O momento impõe a todos os brasileiros que puxem o lápis da orelha, façam contas e apertem o cinto

Frente ao realismo imposto pelas magérrimas vacas, o governo paranaense apresentou o PLC 9/2019, que pretende extinguir as licenças especiais dos servidores públicos do Executivo e Legislativo (o Judiciário, amparado pela Lei 16.024/2008, permanece imune a qualquer tentativa de austeridade). Caso o PLC seja aprovado, as mudanças valerão apenas para os funcionários já em serviço; para os novos contratados não haverá mais esse tipo de licença.

Alguns argumentos em favor da manutenção do privilégio das licenças especiais chegam a ser infantis, como o de que ele permite que os funcionários se matriculem em cursos de aperfeiçoamento e capacitação, por não levar em conta que os órgãos podem liberá-los para os cursos mesmo na ausência do benefício. Outro deles, o de que os servidores não recolhem FGTS e por isso, em caso de aposentadoria ou exoneração, são privados do fundo de reserva que seria garantido pela remuneração ganha durante as licenças, parece endossar como virtude o mau hábito de gastar tudo o que se ganha durante a vida, enquanto consagra como direito a remuneração pródiga na velhice. Só falta mesmo tratarem esforços de poupança individuais como vícios...

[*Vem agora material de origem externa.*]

PR #158, opened 2016-11-19
add bulkDeleteMembers, moveMemberToTeam, divisionAdvancedLoadMembers, and memberRegistrationSignups, registrationForms collections

dmccraw:
MoveMember


src/collections/members.coffee
```diff
@@ -105,6 +105,13 @@ exports.divisionLoadMembers = (params, callback) ->
   @collections.members.queryItems('divisionSearch', params, callback)
 
 
+exports.divisionAdvancedLoadMembers = (params, callback) ->
```
matthopson: Does this query only work for divisions?

src/collections/members.coffee
```diff
@@ -175,3 +182,55 @@ exports.loadImportableMembers = (userId, includeArchivedTeams, callback) ->
   params = userId: userId, includeArchivedTeams: includeArchivedTeams
 
   @collections.members.queryItems 'importableMembers', params, callback
+
+exports.bulkDeleteMembers = (members, callback) ->
+  if Array.isArray members
+    if members.length is 0
+      throw new TSArgsError 'teamsnap.bulkDeleteMembers',
+        'The array of members to be deleted is empty.'
+    else if @isItem members[0], 'member'
```
matthopson: Do you think it would be better to do a `members.every()` and check for `member` type?

src/collections/members.coffee
```diff
@@ -175,3 +182,55 @@ exports.loadImportableMembers = (userId, includeArchivedTeams, callback) ->
...
+        'Must provide an `array` of member `ids` or `member` objects'
+  else if typeof members is 'object' and @isItem members, 'member'
+    members = memberId: members.id
+  else if @isId members
+    members = memberId: members
+  else
+    throw new TSArgsError 'teamsnap.bulkDeleteMembers',
+      'Must provide an `array` of member `ids`, an `id` or a `member` object'
+
+  @collections.members.exec('bulkDelete', members).callback callback
```
matthopson: What happens when there's an error deleting one of the `member` items?

src/collections/members.coffee
```diff
@@ -175,3 +182,55 @@ exports.loadImportableMembers = (userId, includeArchivedTeams, callback) ->
...
+    else if @isItem members[0], 'member'
+      members = memberId: members.map((member) -> member.id)
+    else if @isId members[0]
+      members = memberId: members
+    else
+      throw new TSArgsError 'teamsnap.bulkDeleteMembers',
+        'Must provide an `array` of member `ids` or `member` objects'
+  else if typeof members is 'object' and @isItem members, 'member'
+    members = memberId: members.id
+  else if @isId members
```
matthopson: I wonder if we should require `member` items instead of ids, just so we can validate. Bulk actions make me nervous, but maybe it's not that big of a deal?

src/collections/members.coffee
```diff
@@ -175,3 +182,55 @@ exports.loadImportableMembers = (userId, includeArchivedTeams, callback) ->
   params = userId: userId, includeArchivedTeams: includeArchivedTeams
 
   @collections.members.queryItems 'importableMembers', params, callback
+
+exports.bulkDeleteMembers = (members, callback) ->
```
matthopson: I don't see a wrapper for the persistence layer for this.

src/collections/members.coffee
```diff
@@ -175,3 +182,55 @@ exports.loadImportableMembers = (userId, includeArchivedTeams, callback) ->
...
+    members = memberId: members.id
+  else if @isId members
+    members = memberId: members
+  else
+    throw new TSArgsError 'teamsnap.bulkDeleteMembers',
+      'Must provide an `array` of member `ids`, an `id` or a `member` object'
+
+  @collections.members.exec('bulkDelete', members).callback callback
+
+exports.moveMember = (params, callback) ->
```
matthopson: I feel like we should call this something more descriptive, like `memberTransferTeams` or something along those lines. "move" doesn't really sound like anything specific.

src/collections/members.coffee
```diff
@@ -175,3 +182,55 @@ exports.loadImportableMembers = (userId, includeArchivedTeams, callback) ->
...
+
+  if Array.isArray params.memberId
+    if params.memberId.length is 0
+      throw new TSArgsError 'teamsnap.moveMember',
+        'The array of memberId in params is empty.'
+    else if @isItem params.memberId[0], 'member'
+      params.memberId = params.memberId.map((member) -> member.id)
+  else if @isItem params.memberId, 'member'
+    params.memberId = params.memberId.id
+  else if @isId params.memberId
```
matthopson: Same as bulkDelete comments - should we only allow objects?

src/collections/members.coffee
```diff
@@ -175,3 +182,55 @@ exports.loadImportableMembers = (userId, includeArchivedTeams, callback) ->
...
+    `memberId`'
+  unless params.divisionId
+    throw new TSArgsError 'teamsnap.moveMember', 'params must include
+    `divisionId`'
+
+  if Array.isArray params.memberId
+    if params.memberId.length is 0
+      throw new TSArgsError 'teamsnap.moveMember',
+        'The array of memberId in params is empty.'
+    else if @isItem params.memberId[0], 'member'
```
matthopson: Same as bulkDelete comments - should we validate `every()` item in the array?

src/collections/members.coffee
```diff
@@ -175,3 +182,55 @@ exports.loadImportableMembers = (userId, includeArchivedTeams, callback) ->
...
+    throw new TSArgsError 'teamsnap.moveMember',
+      'Must provide an `array` of member `ids` or `member` objects for memberId'
+
+  if @isItem params.divisionId, 'division'
+    params.divisionId = params.divisionId.id
+
+  if @isItem params.teamId, 'team'
+    params.teamId = params.teamId.id
+
+  @collections.members.exec('moveMember', params).callback callback
```
matthopson: Ah, I see, the command is called `moveMember`.... I think I'd still like to see the SDK use a more descriptive name.

docs/collections/members.md
```diff
@@ -353,3 +355,60 @@ teamsnap.divisionLoadMembers({divisionId: 1, isActive: true});
...
+teamsnap.bulkDeleteMembers(1);
+```
+
+---
+
+
+<a id="moveMember"></a>
+## `moveMember(params, callback)`
+Moves a single 'memberId' item or an array of `memberId` items to either divisionID or teamId.
+teamId must be inside the divisionId.
```
matthopson: Does that mean root `divisionId`? Or Can you only move members between teams at the lowest division level?

docs/collections/members.md
```diff
@@ -353,3 +355,60 @@ teamsnap.divisionLoadMembers({divisionId: 1, isActive: true});
...
+teamsnap.bulkDeleteMembers(members);
+
+// Deletes a single member by id.
+teamsnap.bulkDeleteMembers(1);
+```
+
+---
+
+
+<a id="moveMember"></a>
```
matthopson: See comments re: naming

docs/collections/members.md
dmccraw: This means the teams must be in or under that divisionId.

matthopson: So you can't move a member to a sibling division?

src/collections/members.coffee
dmccraw: Yeah this is specifically calling the `members/advanced_division_search`

src/collections/members.coffee
dmccraw: if we require member items then it's much easier for persistance

src/collections/members.coffee
dmccraw: Do we have any examples of this kind of check anywhere?

src/persistence.coffee
```diff
@@ -841,6 +843,30 @@ modifySDK = (sdk) ->
...
+        toRemove.push member.trackedItemStatuses...
+        toRemove.push member.memberPayments...
+        toRemove.push member.memberStatistics...
+        toRemove.push member.statisticData...
+        toRemove.push member.memberAssignments...
+
+      linking.unlinkItems toRemove, lookup
+      bulkDeleteMembers.call(this, members, callback).then((result) ->
+        return result
+        ).fail((err) ->
```
matthopson: Just curious about how the bulk command actually works with error handling. If it has an error deleting a member in v3, does it roll back the whole transaction and throw an error? (assuming this is the case). --- or does it still delete some things and hoarf on the rest?

dmccraw: It will throw an error just like if one member was deleted and failed and it won't delete any of them.

dmccraw:
@matthopson Updated

PR #163, opened 2017-01-11
Use latest brunch

matthopson:


package.json
```diff
@@ -1,6 +1,10 @@
 {
   "name": "teamsnap.js",
-  "version": "1.23.0",
+  "version": "1.22.0",
+  "engines": {
```
amberwebb: Why did the teamsnap.js version number go from 1.23.0  to 1.22.0 ?

matthopson: Must not have pulled master (thought I did).

matthopson:
@amberwebb Not sure why that version was off - rebased and it still stayed off. I verified the other changes were there from that PR and fixed the version.

PR #164, opened 2017-02-23
Add sendInvites to importMembersFromTeam

amberwebb:


src/collections/members.coffee
```diff
@@ -160,7 +160,7 @@ exports.canEditItem = (member, team, item) ->
   else
     item.links.member.href is member.href
 
-exports.importMembersFromTeam = (memberIds, teamId, callback) ->
+exports.importMembersFromTeam = (memberIds, teamId, sendInvites, callback) ->
```
nathanielvelez: where is `sendInvites` being used in this script?

amberwebb: @nathanielvelez I just added it in the params.

PR #165, opened 2017-02-24
Add sendInvites to importMembersFromTeam in persistence

amberwebb:


CHANGELOG.md
```diff
@@ -1,5 +1,10 @@
 # TeamSnap JavaScript SDK CHANGELOG
 
+### February 27, 2017 // Version 1.23.2
+- Adds `sendInvites` to `importMembersFromTeam` method in persistence layer.
+
+---
+
 ### February 24, 2017 // Version 1.23.1
 - Adds `sendInvites` to `importMembersFromTeam`.
```
knappe: How is the above message different than this one?

knappe: Are we really fixing a bug here?

amberwebb: We have a `importMembersFromTeam` method in the members collection. We also have a method in the persistence layer that wraps `importMembersFromTeam` method. That wrapper method needs the `sendInvites` parameter, or we do not get the `sendInvites` field in the request. So yes, this is fixing a bug.

And I've added "method" to the previous changelog message for clarity.

amberwebb:
@knappe Please review again.

knappe:
Can we mention that this was a bug fix? We want consumers of the sdk to be aware that we've fixed a bug they may have stumbled across.

amberwebb:
@knappe I've updated the message to reflect that it is a bug fix. Are you good with this?

PR #167, opened 2017-03-11
First draft - event emitter on sdk request

matthopson:
This is a first-draft of the event emitter in the SDK's request cycle.
Basic usage would be something like:

```javascript
document.addEventListener('teamsnap-sdk-event', (sdkEvent) => {
  const { collection, method, refIds } = sdkEvent.detail
  switch (method) {
    case 'get':
      // Now you know some new ids were loaded
      console.log(`The following IDs were loaded on ${collection} : ${refIds.toString()}`
    case 'post':
      // Now you know to load up these new ids
      console.log(`The following IDs were created on ${collection} : ${refIds.toString()}`
      break  
    case 'put':
      // Now you know to update these existing ids
      console.log(`The following IDs were updated on ${collection} : ${refIds.toString()}`
      break
    case 'delete':
      // Now you know to remove these existing ids
      console.log(`The following IDs were deleted on ${collection} : ${refIds.toString()}`
      break
  }
})
```

You can trigger other data-dependency events based on this (like triggering messages in Redux)

Feel free to beat it up / leave some feedback.


matthopson:
Added `get` method back in. I didn't think it would be as useful (and probably kinda noisy), but I think it could be really useful.

PR #171, opened 2017-04-07
Reload memberEmailAddresses and contactEmailAddresses in disableMember method

amberwebb:


lib/teamsnap.js
```diff
@@ -5838,6 +5838,18 @@ modifySDK = function(sdk) {
       }).callback(callback);
     };
   });
+  return wrapMethod(sdk, 'disableMember', function(disableMember) {
+    return function(memberId, callback) {
+      return disableMember.call(this, memberId, callback).then(function(result) {
+        sdk.loadMemberEmailAddresses({
```
dmccraw: Is there a timing issue here? You are returning `loadContactEmailAddresses` so that promise will be handled the the caller of disableMember but does it matter that `loadMemberEmailAddresses` is finished before this is returned? Could `.callback(callback)` get called before `loadMemberEmailAddresses` is finished and does it matter?

src/persistence.coffee
```diff
@@ -867,6 +869,13 @@ modifySDK = (sdk) ->
           err
       ).callback callback
 
+  wrapMethod sdk, 'disableMember', (disableMember) ->
+    (memberId, callback) ->
+      disableMember.call(this, memberId, callback).then((result) ->
```
matthopson: Are we not concerned with phone numbers?

src/teamsnap.coffee
```diff
@@ -3,7 +3,7 @@ promises = require './promises'
 require './errors'
 
 class TeamSnap
-  version: '1.25.3'
+  version: '1.25.4'
```
matthopson: Should probably be a minor bump, since this directly affects the API.

lib/teamsnap.js
amberwebb: I don't think it matters. I just need to reload the email addresses for `receivesTeamEmails` to be set to false once `disableMember` is called.

src/persistence.coffee
amberwebb: Ah, good question. I think we should be concerned about that. Would require an api change though, so let me get verification on that. @ryanwi What do you think?

matthopson:
What is `disableMember` actually doing in v3? It's a little ambiguous - I assume it's removing their ability to login / nulling their invitation?

dmccraw:
apiv3
```
          contact.with(
            :user_id => nil,
            :invitation_code => nil,
            :invitation_declined => nil,
            :allow_shared_access => false
          )
        member.with(
          :user_id => nil,
          :invitation_code => nil,
          :invitation_declined => nil
        )
```

matthopson:
It worried me a little since this is a case that will be directly affected by the eventEmitter - I need to start on v2 of this to cover commands and queries.

src/teamsnap.coffee
amberwebb: How does it directly affect the api? I'm just reloading the objects. Historically in the changelog we have made persistence changes to be patch updates.

matthopson: I _think_ that's a mistake, then - others should weigh in, but in my opinion, if calling a method has a different response than it used to, that is an API change - and thus should be a minor bump.

amberwebb: @dmccraw @nathanielvelez Thoughts on this? We should get this settled for future updates.

dmccraw: Here is apiv3's version https://github.com/teamsnap/kb/issues/4
Not sure the best way to do boundaries in the sdk. I do like matt's logic that this changes the results from an api call which is similar to apiv3's serializer change.

src/persistence.coffee
amberwebb: Yep. Mike O is going to work on the api changes. Will need to reload phone numbers and member prefs.

src/teamsnap.coffee
amberwebb: Yep okay. Makes sense. http://semver.org/

nathanielvelez: I kind of agree with Matt. My app will behave different with this change if I am using this method and that might be unexpected.

nathanielvelez:
@amberwebb @matthopson @dmccraw @Ollo @mikereinmiller I am not saying this this to stop reloading stuff from the sdk right away, but just as a conversation starter (that we can pick up latter). This pattern of reloading data thru the persistence layer goes a bit against the functional pattern we are trying to move NJW to and that we currently use in LFE. 

In my mind, reloading data should be handled by a redux action using an async middleware. Having all those callbacks happening automatically out of our control I think is kind of an anti-pattern in the react-redux world. I have been using `teamsnap.doWathever.oldMethod.call(teamsnap, payload)` all over the place in my messages project just to avoid reloading data outside of my component life cycle. It is a bit tedious, but I have been able to get really good results in terms of performance and preventing weird stuff from happening by having granular control of when data is being loaded.

I think we should start thinking how our SDK might need to evolve in a post chip / controller world. Do we start transforming it into a more functional beast, or do we continue updating it for a more controller / general purpose world?

PR #175, opened 2017-05-10
Convert persistentUuid value to string

matthopson:
- JavaScript can't properly represent integers over a certain size. We have a specific case in `persistentUuid` that is failing.
- It must be addressed at the request response level before any vars are assigned or computation is done (so before `JSON.parse` can even happen).
- This does a `replace` on that field specifically.
- Future implementation may replace any integer that's too long with a string rather than just this field.
- Versioning looks off at the moment, as I'm waiting on a few other branches to go in first.


amberwebb:
When is `persistenUuid` used? What is the use case for doing this?

coreycondardo:
@amberwebb current we are using this in the Hamm app - it is Club & League billing. We parse this value and post it to Salesforce. It is our key identifier to connect 3rd parties to the root league. Leagues have an ID that is constantly changing because of archives. When a league is archived it generates a new ID. The persistent_uuid never changes, so it is a sure fire way to get the latest active root division. We discovered this bug when creating new leagues as JS can't handle parsing the bigint. It was rounding the ID which poses problems since salesforce receives the wrong ID and stores it, totally ruining all data integrity.

CHANGELOG.md
```diff
@@ -1,5 +1,10 @@
 # TeamSnap JavaScript SDK CHANGELOG
 
+### May 9, 2017 // Version 1.29.0
+- Parse `persistentUuid` field as string in response from v3. While this is _technically_ a potentially breaking change for some, this field is mostly unusable since it is a `bigint` (and may produce values unsupported by  JS).
+
```
dmccraw: extra space between by and JS

amberwebb:
Ok, this is probably a silly question. Is this change to specific to `persistentUuid` ? Should it be made more generic to encompass converting all bigints?

coreycondardo:
@amberwebb probably a question for @matthopson I'm not really sure how many we have.

matthopson:
@amberwebb I agree, that we should try and cover it across the board. I really wanted to get this fix in for now just to see how it goes. It's _technically_ a breaking change, since it's modifying the response in the API - which makes me cringe so hard.... BUT... in this case, this field is completely useless for anyone trying to use it, so I'm not _too_ upset about breaking the API so that it actually _works_.

I left a note to this effect in the file that's doing the magic.

PR #177, opened 2017-05-16
handle _teamsnapReturnCollection flag

matthopson:
- When calling a method that uses `loadItems`, allow `_teamsnapReturnCollection` param to be passed to return the entire `collection` response rather than just the `items`. 
- This is extremely useful for getting pagination information.
- The param will be ignored when the final request is built (because magic) and not passed along to v3.


matthopson:
@amberwebb @nathanielvelez Would like to both your thoughts on this. Probably something you should be aware of at the very least.

I tried to go about this with a wrapper method, but there's just no good way to intercept the response when creating a new request. I think passing a param is a little dirty. It _will_ get removed when the request is serialized, but still a little smelly... just may not be possible to do it another way without a lot of a lot of rework.

nathanielvelez:
@matthopson Can you provide an example of how this would be used in the app?

If what you are trying to do is what I imagine, what about creating a `loadPagedItems` method instead of passing the extra parameter parameter? This way we ensure that the `loadItems` always return an array of items and `loadPagedItems` will always return an object with the loaded items and the parameters for handling pagination.

amberwebb:
@matthopson Is this for pagination? Are there any other use cases for doing this?

matthopson:
@nathanielvelez @amberwebb Yup. So normally if you did:
`teamsnap.loadMembers({teamId: 5})`
You'd get back: `[Items]`

So with this you could do: `teamsnap.loadMembers({teamId: 5, _teamsnapReturnCollection: true})` and get back `[collection]` - which contains `[items]` as well as pagination info, etc... so in a real world usage:

```teamsnap.loadMembers({teamId: 5, pageSize: 10, number: 1, _teamsnapReturnCollection: true}).then(function(collection) {
  var items = collection.items;
  var totalItems = collection.page_info.total_items
});
```

amberwebb:
I like it! Sold! :gavel:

Há poucos dias, o governo estadual recuou e está propondo alterações no projeto de lei original, como a de criar no lugar do benefício a ser extinto uma “licença-capacitação”, em que os funcionários com cinco anos consecutivos de serviço poderão tirar três meses de licença remunerada, desde que comprovem que fizeram os tais cursos de aperfeiçoamento.

O momento impõe a todos os brasileiros que puxem o lápis da orelha, façam contas e apertem o cinto, providência bem desagradável, mas que nos foi forçada pela descomunal irresponsabilidade de sucessivos governos anteriores, em municípios, estados e no âmbito federal. Assim, tentativas de manter privilégios são absolutamente indefensáveis porque, além de arrastões fracassados contra a contabilidade, são acometimentos despudorados contra a moralidade. Licenças especiais, queiramos ou não, são privilégios e ofensas às gerações futuras.

Ubiratan Jorge Iorio é economista e diretor acadêmico do Instituto Mises Brasil.